INGREDIENTS_FOOD_02_Campbells Soup

The ingredients in a can of Campbell's Chicken Noodle Soup.

And then I heard from Steve Ettlinger, who wrote this amazing book on the Twinkie. So we'd kind of lived parallel lives with the Twinkie. He'd found out about my project … and I immediately realized that we had a somewhat similar perspective. Most of the book was already in place, in terms of the 75 additives and the deconstructed foods, and he just took it to the next level.

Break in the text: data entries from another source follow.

PR #3391, opened 2021-12-09
RD-3663 Dequeue more executions

tehasdf:
Make sure to check non-active exec-groups, when dequeuing executions.
Otherwise, already-at-capacity groups could be all that's returned from
our query, and we'd dequeue nothing.

This is the reason we used to always de-generate to running, like, 5
executions at a time, tops, even if there were thousands queued.

With this change, we'll dequeue up to... well, up to the new setting.
By default it's 20, which is still quite a lot, but if you know you'll be
running very simple workflows, you might as well crank it up.

### DIFF
--- a/rest-service/manager_rest/resource_manager.py
+++ b/rest-service/manager_rest/resource_manager.py
@@ -337,6 +337,43 @@ class ResourceManager(object):
         else:
             return self._cached_queued_execs_query
 
+    def _report_running(self):
+        """Report currently-running executions.
+
+        This returns the amount of currently-running executions total,
+        and a dict of {group_id: [active in the group, group concurrency]}
+        """
+        exgrs = models.executions_groups_executions_table
+        active_execs = (
+            db.session.query(
+                models.Execution._storage_id,
+                exgrs.c.execution_group_id,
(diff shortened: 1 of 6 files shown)


rest-service/manager_rest/resource_manager.py
```diff
@@ -417,27 +417,25 @@ def _get_queued_executions(self, deployment_storage_id):
...
                 # this execution cannot run, because it would exceed one
                 # of its' groups concurrency limit
                 continue
             if execution._deployment_fk in seen_deployments:
                 continue
 
-            for group in execution.execution_groups:
-                group_can_run[group] -= 1
+            for g in execution.execution_groups:
+                groups[g._storage_id][0] += 1
```
mateumann, line 440: are you sure of `+`?

tehasdf: yeah because before it used to be a "how many can the group still run" counter, but now it's a "how many is the group currently running" counter

and the check used to be something like `<= 0`, but now the check is `if any(groups[g._storage_id][0] >= groups[g._storage_id][1]`

mateumann (approved):

PR #3760, opened 2022-07-11
RD-5229 Snapshot create improvements

glukhman:


rest-service/manager_rest/rest/resources_v2/snapshots.py
```diff
@@ -112,13 +112,21 @@ def put(self, snapshot_id):
             'queue',
             request_dict.get('queue', False)
         )
+        tempdir_path = request_dict.get('tempdir_path')
+        if tempdir_path and not os.access(tempdir_path, os.W_OK):
+            raise manager_exceptions.ForbiddenError(
+                f'Temp dir cannot be created inside unwriteable location '
+                f'{tempdir_path}'
+            )
```
tehasdf, line 120: I note that this won't work in the case of a future splitting the mgmtworker/restservice into separate containers, but I assume this snapshot code isn't planning to live as long

geokala: Yeah, this code needs to be gone soon.

geokala (approved):

PR #3763, opened 2022-07-11
RD-5334 Fix exc/dep group pagination totals

geokala:


tehasdf:
This unfortunately ends up doing 1+N queries :/

But if we mangled `_include` in the endpoint, by doing eg this:
```
        if 'execution_ids' in _include:
            _include.remove('execution_ids')
            _include.append('executions')
```
then it seems it would've been fine. Then, sm.list gets the relationship (not property or assoc-proxy) include, and that one seems to be handled correctly, and `marshal_with` gets the original include, and uses the property (and doesn't fire a query because the executions are already loaded).

Ditto deployments.

Also, I suggest adding an assert to the test as well, for example:
```
        assert {gr.id: set(gr.execution_ids) for gr in groups} == {
            'group1': {'exc1', 'exc2'},
            'group2': {'exc3', 'exc4'},
        }
```

tehasdf (dismissed):

tehasdf (dismissed):

rest-service/manager_rest/test/endpoints/test_deployment_groups.py
```diff
@@ -1022,6 +1023,76 @@ def test_create_from_group(self):
...
+            _include=['id', 'execution_ids'],
+            _get_data=True,
+        )
+        # before RD-5334, this used to return 4 (because there's 4 executions)
+        assert groups.metadata.pagination.total == 3
+        assert groups.metadata.pagination.size == 3
+        assert len(groups) == 3
+        assert {group.id: set(group.execution_ids) for group in groups} == {
+            'group1': {'exc1', 'exc2'},
+            'group2': {f'exc_group2 {i}' for i in range(6)},
```
tehasdf, line 1092:
```suggestion
            'group2': {f'exc_group2_{i}' for i in range(6)},
```

tehasdf (approved):

PR #3768, opened 2022-07-15
RD-4680 Support event restore with correct tenant

geokala:


rest-service/manager_rest/rest/resources_v3/events.py
```diff
@@ -50,22 +51,37 @@ def post(self):
...
-        if exc is None:
-            exc_id = request_dict.get('execution_id')
-            if exc_id is None:
+
+        exc_id = request_dict.get('execution_id')
+        eg_id = request_dict.get('execution_group_id')
+
+        if exc_id and eg_id:
+            raise manager_exceptions.ConflictError(
+                'Both execution_id and execution_group_id were provided.')
```
tehasdf, line 60:
```suggestion
                'Cannot provide both execution_id and execution_group_id.')
```
In general, error messages should talk about an error, not just make a statement of fact

rest-service/manager_rest/security/authorization.py
```diff
@@ -17,31 +16,27 @@
...
-            else:
-                tenant_name = tenant_for_auth
 
-            # finding tenant to add to the app config
+            execution = execution_token.current_execution
+            if execution and allow_if_execution:
+                if execution.tenant.name == tenant_name or not tenant_name:
+                    utils.set_current_tenant(execution.tenant)
+                    return func(*args, **kwargs)
+
```
tehasdf, line 39:
```suggestion
            if allow_if_execution:
                if current_execution and (
                    current_execution.tenant.name == tenant_name
                    or not tenant_name
                ):
                    utils.set_current_tenant(current_execution.tenant)
                    return func(*args, **kwargs)
```
(plus change the import to `from manager_rest.execution_token import current_execution`)
I suggest this way:
1. The whole special-cased code is now only under the `allow_if_execution`, which is the rare case
2. Tbh naming `execution = current_execution` is ugly: `current_execution` is a proxy and keeping that name helps reminds us of that

rest-service/manager_rest/rest/resources_v3/events.py
```diff
@@ -50,22 +51,37 @@ def post(self):
...
-                    'an execution token')
-            exc = sm.get(models.Execution, request_dict.get('execution_id'))
-        exc_params = {
-            '_execution_fk': exc._storage_id,
+                     'No execution passed, and not authenticated by '
+                     'an execution token')
+
+            exc_params['_execution_fk'] = exc._storage_id
+        exc_params.update({
             '_tenant_id': exc._tenant_id,
```
tehasdf, line 79: if `eg_id` is set, then `exc` is just a NameError?

rest-service/manager_rest/security/authorization.py
geokala: OK, reworking this into a separate commit to include the updated import.

rest-service/manager_rest/rest/resources_v3/events.py
geokala: if eg_id is set you can't reach this path.

tehasdf: seems to me you can!

geokala: Good catch, updated.

tehasdf (approved):

PR #3775, opened 2022-07-20
RD-5353 dep-up: skip updating uninitialized instances

tehasdf:
Things that were never installed, must not be touched by update at all.

### DIFF
--- a/workflows/cloudify_system_workflows/deployment_update/update_instances.py
+++ b/workflows/cloudify_system_workflows/deployment_update/update_instances.py
@@ -177,6 +177,11 @@ def _clean_drift(ctx, instance):
 def update_or_reinstall_instances(ctx, graph, dep_up, install_params):
     to_skip = set(install_params.added_instances) \
               | set(install_params.removed_instances)
+    # update must not touch instances that weren't installed previously
+    to_skip |= {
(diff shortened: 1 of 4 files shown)


workflows/cloudify_system_workflows/deployment_update/update_instances.py
```diff
@@ -173,8 +177,13 @@ def _clean_drift(ctx, instance):
 def update_or_reinstall_instances(ctx, graph, dep_up, install_params):
     to_skip = set(install_params.added_instances) \
               | set(install_params.removed_instances)
+    # update must not touch instances that weren't installed previously
+    to_skip |= {
+        ni for ni in workflow_ctx.node_instances
+        if ni.state != 'started'
```
geokala, line 183: Should this maybe just check for ones that == 'uninitialised'?

tehasdf: and then `deleted`? :)
and deleting? stopped? Would it make sense to try and update a `configuring` instance?

All pretty hard questions, and so, I chose to go with the easy answer

geokala: Fair enough, will green then.

geokala (approved):

PR #3792, opened 2022-08-12
RD-5599 Drop test for plugin.yaml import with unknown dsl_version

mateumann:


tehasdf (approved):

mateumann:
Let's keep testing it.  Maybe someone somewhere will try importing `plugin.yaml` without `dsl_version` context.

PR #3795, opened 2022-08-15
RD-4684 Support restoring execution schedules

geokala:
Deployment workflows weren't being restored and that broke this.

### DIFF
--- a/rest-service/manager_rest/rest/resources_v3_1/deployments.py
+++ b/rest-service/manager_rest/rest/resources_v3_1/deployments.py
@@ -236,20 +236,18 @@ class DeploymentsId(resources_v1.DeploymentsId):
         with sm.transaction():
             if not skip_plugins_validation:
                 rm.check_blueprint_plugins_installed(blueprint.plan)
-            dep_args = {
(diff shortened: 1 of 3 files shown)


rest-service/manager_rest/rest/resources_v3_1/deployments.py
```diff
@@ -236,17 +236,20 @@ def put(self, deployment_id, **kwargs):
...
-                created_by=owner,
-            )
+                "created_at": created_at,
+                "created_by": owner,
+            }
+            workflows = request_dict.get('workflows')
+            if workflows:
+                dep_args['workflows'] = workflows
+            deployment = rm.create_deployment(blueprint, deployment_id,
+                                              **dep_args)
```
tehasdf, line 252: you don't need to rewrite all this, `rm.create_deployment` has a `if workflows`, so just a `rm.create_deployment(..., workflows=request_dict.get('workflows')` here works

geokala: Good point, will update.

tehasdf (approved):

PR #3802, opened 2022-08-24
restservice: update flask dependencies

tehasdf:
* inte-tests: drop --service-management

We're never testing on systemd. It's time to stop parametrizing it.
System-tests can keep testing it, it's a way more system-related
thing anyway.

* Update dependencies of the restservice

RD-5674 updated jinja2 in c-common, and now we need to do all kinds
of updates.
Soon, we'll have to update some of them again, after bumping python
to 3.7+, but that should then hopefully be just regenerating reqs.txt


glukhman (approved):

geokala:
System tests don't test it either, please make it be gone entirely.

tehasdf:
@geokala not yet. For that, let's make a ticket. But this PR is now mostly about having the build work :)

glukhman (approved):

geokala (approved):

PR #3807, opened 2022-08-30
inte-tests: stop testing cloudify 3.3.1

tehasdf:
No point anymore.


tehasdf:
these tests fail now, because supervisord is now the only way we run the tests

geokala (approved):

PR #3815, opened 2022-09-05
RD-5806 Replace Voluptuous with Pydantic

adrian-polanczyk-codilime:


tehasdf (commented):
In general, this is pretty great. I made sure to nitpick a lot, so that your first ticket is 100% sparkling perfect ;)

Additionally, I plan to use pydantic more in the restservice, so some of my ideas have that in mind.

1. Love it or hate it, this repo does 80 line length in flake. Many people hate it, I do like it, it's just what it is :P  (cf. flake8 in CI)
2. I've noted several comments about moving things from the decorator side, to the pydantic side. I think it's better.
3. Hilariously, with voluptuous, an invalid param does lead to a 500! And so, with this change, it is a 500 still. You can check it with (on manager):
```
curl -k -u admin:admin -H 'tenant: default_tenant' 'https://127.0.0.1/api/v3.1/blueprints?_sort=++a'
```
We can improve it and make it a 400 with a readable error, by putting something like this in `server.py`:
```python
from pydantic import ValidationError

@app_errors.app_errorhandler(ValidationError)
def _validation_error(e):
    return jsonify(
        message=str(e),
        error_code=manager_exceptions.BadParametersError.error_code,
    ), manager_exceptions.BadParametersError.status_code,

```
4. We now can note that the `@rangeable` (and `Range` etc) now are only related to datetime-ranges. Also, they're only used in https://github.com/cloudify-cosmo/cloudify-manager/blob/7cc413892c11f2321e77b6312437700cb19bbb6b/rest-service/manager_rest/rest/resources_v2/events.py - if you want, feel free to rename the decorator to something that says it's about datetimes - `@datetime_range` or something.

tehasdf (approved):

rest-service/setup.py
```diff
@@ -39,6 +38,7 @@
     'cachetools>=3,<4',
     'email-validator>1,<2',
     'retrying',
+    'pydantic',
```
geokala, line 41: We maybe want to pin this to make sure it doesn't jump to the next major version arbitrarily?

tehasdf: I think it's fine, we do have a concrete version in reqs.txt, so this only makes for "how hard is it to upgrade". Things like pydantic should be... very easy, on major versions

geokala: Fair point, request withdrawn!

mateumann (approved):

What he and I both share is a strong feeling that there's a place for an expository or gnon-soapbox view [on food additives]. I'm not a scientist, so I'm not qualified to have a soapbox to begin with.

I started with a list of 200 or so interesting ingredients that I categorized into three categories, simply [based] on my perception of what they were. I wanted to include some things that are good for you, because it's inevitable that when you talk about processed food … it's impossible to avoid the negative perception of "it's a chemical, it must be bad."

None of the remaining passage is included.